11 thoughts on “Onward Christian Convicts

  1. Like Torquemada before him Huckababy was called of God to hasten the heathens appearance before the judgment seat of Christ. There’s nothing wrong with giving a reluctant heathen a nudge into the lake of fire.

  2. So if a convict is “one of us” (in the Huckster’s mind, that is) then that’s OK? It doesn’t even matter what “us” is in that context (Christian, American, white, heterosexual, male, right-handed, whatever), to base a decision on that principle automatically makes one unsuitable for ANY office.

    And last time I checked, the “bedrock of public policy” in the US was never intended to be a theocracy. What a sorry sack of s***.

  3. Also, to add, the “bedrock of public policy” is not determined by a religious sect formed in 1845 over the issue of slavery.

    As much as the Church of England gets its fair share of ridicule for breaking off from the Roman Catholic Church over the issue of a king wanting to divorce his wife, the Southern Baptists broke off form the other Baptists in the US because SOUTHERN because they supported slavery. Just sayin’.

  4. Which is, of course, why we have a separation of church and state. The pardon power of the president, and I’d assume many governorships, is unchecked. The only check being the public saying, “You pardoned this guy?” Hucks may have just been checked.

  5. Now we’ll never really know what was up with Maurice Clemmons, because the cops done killed him.

    After the Ft.

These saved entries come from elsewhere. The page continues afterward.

PR #2941, opened 2020-10-06
Better style of the schema blocks

### LINKED ISSUE #2776: pile of schemas rendering is awkward
Now that we render schema definitions (` % schema ...`), they kind of pile up at the beginning of a worksheet, which is ugly:
Screenshot from 2020-08-23 21-17-50

Options:
1) Reduce the amount of vertical space taken by each block.  We'd probably have to make this really thin with no spacing between schema blocks. 
2) Have an explicit verbose option...this might lead to complexity and be confusing.

yuqijin:

Provide a better style for a pile of schemas rendering

### Related issues

fixes #2776 

### Screenshots

Previous:
2776-before

Now:
2776-after

### Checklist


percyliang:
Thanks, this looks better, but I think it might not be enough to be non-intrusive.  I wonder if making it a thin bar with a tooltip might be good, though that still might look ugly.  Clearly the least ugly thing would be to hide it and have a mode to show it, but that introduces other complications...  What do you think?

yuqijin:
> Thanks, this looks better, but I think it might not be enough to be non-intrusive. I wonder if making it a thin bar with a tooltip might be good, though that still might look ugly. Clearly the least ugly thing would be to hide it and have a mode to show it, but that introduces other complications... What do you think?

Oh, I see. I am worried whether it will be a bit confusing for the user if we used a thin bar with a tooltip. So maybe I could try the option2 to implement some verbose mode to display the schemas. (Though now I am not quite sure about the complexity.)

percyliang:
Agree the bar might look mysterious/confusing, though maybe something can show up on mouse over?  Or the icon were just smaller?  I think we can mock out a few options against the actual worksheets (look at the worksheets in Gallery and check that they seem reasonable)?  On second thought, maybe we should hold off on the verbose option since we already have a lot of bugs in the frontend, and so I'd be reluctant to add even more complexity.

yuqijin:
> Agree the bar might look mysterious/confusing, though maybe something can show up on mouse over? Or the icon were just smaller? I think we can mock out a few options against the actual worksheets (look at the worksheets in Gallery and check that they seem reasonable)? On second thought, maybe we should hold off on the verbose option since we already have a lot of bugs in the frontend, and so I'd be reluctant to add even more complexity.

I see! Then I think I could start with the thin bar option (I think one of the reasons why the piles of schemas look ugly is there is too much space on the right side of the schema button, so maybe a thin bar will look better.

yuqijin:
@percyliang Hi Percy, I have tried several options for different styles of the schema button, and here are them:

Thin bar w/ icon: It is intuitive to the user,  but may look a bit squeezing
icon

Thin bar w/ arrow: It only contains the arrow.
arrow

Thin bar only: Maybe it is too abstract to the user. 
none

Do you think any of them is good enough? Thanks!

percyliang:
Thanks for the different options.  Maybe we can just keep the first one, but left justify the icons?  So the only difference between what we have right now is that we make the bar longer.  And then making things take less vertical space.

yuqijin:
> Thanks for the different options. Maybe we can just keep the first one, but left justify the icons? So the only difference between what we have right now is that we make the bar longer. And then making things take less vertical space.

Thank you for your advice! I left justify the icons.
2776-2nd

yuqijin:
Current style: 
icon

epicfaace (approved):

epicfaace:
@yuqijin can you fix merge conflicts?

yuqijin:
> @yuqijin can you fix merge conflicts?

The conflict makes the button style changes a lot. I am still working on it.

Issue #2665, opened 2020-07-28
Test "cl work" command in test_cli.py


epicfaace:
We need to add tests involving running `cl work [domainname]::` in test_cli.py. Right now, we only catch errors in this command in the stress tests, not in the actual CLI tests.

yiboliu:
Add a test module to try running `cl work [domainname]::` see if it succeeds. Need more info about what domainname needs to be. starting with `localhost`

yiboliu:
localhost is finished. If more domain name checkings are needed, I'll reopen the issue.

PR #2942, opened 2020-10-07
test-cli

yiboliu:
Add tests for `cl work [domainname]::`

### Related issues
#2665 

### Checklist


tests/cli/test_cli.py
```diff
@@ -25,7 +25,7 @@
 from codalab.worker.download_util import BundleTarget
 from codalab.worker.bundle_state import State
 from scripts.create_sample_worksheet import SampleWorksheet
-from scripts.test_util import Colorizer, run_command
+from scripts.test_util import Colorizer, run_command, cleanup
```
teetone: Is this an unused import?

teetone (approved):

tests/cli/test_cli.py
yiboliu: oh yes, I'll remove it. Thanks

tests/cli/test_cli.py
```diff
@@ -560,6 +560,12 @@ def run(cls, tests, instance, second_instance):
 ############################################################
 
 
+@TestModule.register('unittest')
```
epicfaace, line 563: @yiboliu you have to give the TestModule.register a different name, I think, for it to actually be run in the tests.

Hood shootings, my Rightie coworkers expressed anger over Maj. Nadal surviving the incident. This kind of caused me to flip out at them: What is it with you guys?! You’re so scared of trials and due process! I want to know WHY he did this.

    Way too much “Fear of Facts” in that crowd.

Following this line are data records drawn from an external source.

PR #2946, opened 2020-10-09
Azure Batch Worker Manager

### LINKED ISSUE #1237: Support Azure batch workers

teetone:

- Added the new Azure Batch-based Worker Manager
- Filter out bundles based on the resources specified when creating a Worker Manager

  6. huck ran for public office and won. Took the oath of office to uphold man’s law with one hand on the bible…and once in office he administers his god’s law. That is a recipe for failure.

  7. Pingback: Huckabee’s Hypocritical Pardon Patterns « Mercury Rising 鳯女

  8. The death penalty is an atavistic aberration and like our ‘tails’ and ‘gills’ which went by the wayside a long time ago because they no longer served a purpose – not to mention how unattractive we might look sporting them – it’s time it went by the wayside.

    Years ago when I lived in Yemen I became fascinated with their rendering of the death penalty. Staged in a public square, the guilty’s head was cut off to the roar of the crowd and the seeming delight of the guilty’s dead victim’s relatives.

    However, like any seemingly simple political act, there was intrigue. If the family of the victim could come up with a bunch of money to pay the state executioner, the head of the guilty was sawed off – very slowly. However, if the familty of the guilty could come up a bunch of money to pay the state executioner, the head of the guilty came off like lightening.

    How something’s-wrong-with-this-process? Maybe, but the rich in America seldom if ever get our death penalty, but the poor? And then of course we throw up our hands at the barbarism of beheading while paying no attention to the opinion of the rest of the developed world which looks in horror at our continued rendering of our death penalty.

    End of rant.

  9. How long will we remain a third world country? Very few, if any–read the statistics–civilized and democratic countries have the death penalty. If you read, you will find out that due to numerous appeals, the death penalty costs the state more than life in jail. Believe me, I have visited jails and that is a viscous punishment. Though we claim they get such good treatment in a prison, try it sometime. They get medical care, but how long do they wait, sometimes until they are dead, food is atrocious, crowding is unreal. Read on in statistics and find out what the ratio of poor black prisoners to rich white prisoners. Money surely does talk in the country too. Until they find a method of positive identification for crimes the death penalty should be abolished. Even then, it causes the quandary of is it legal for the state to murder when it is illegal for a person?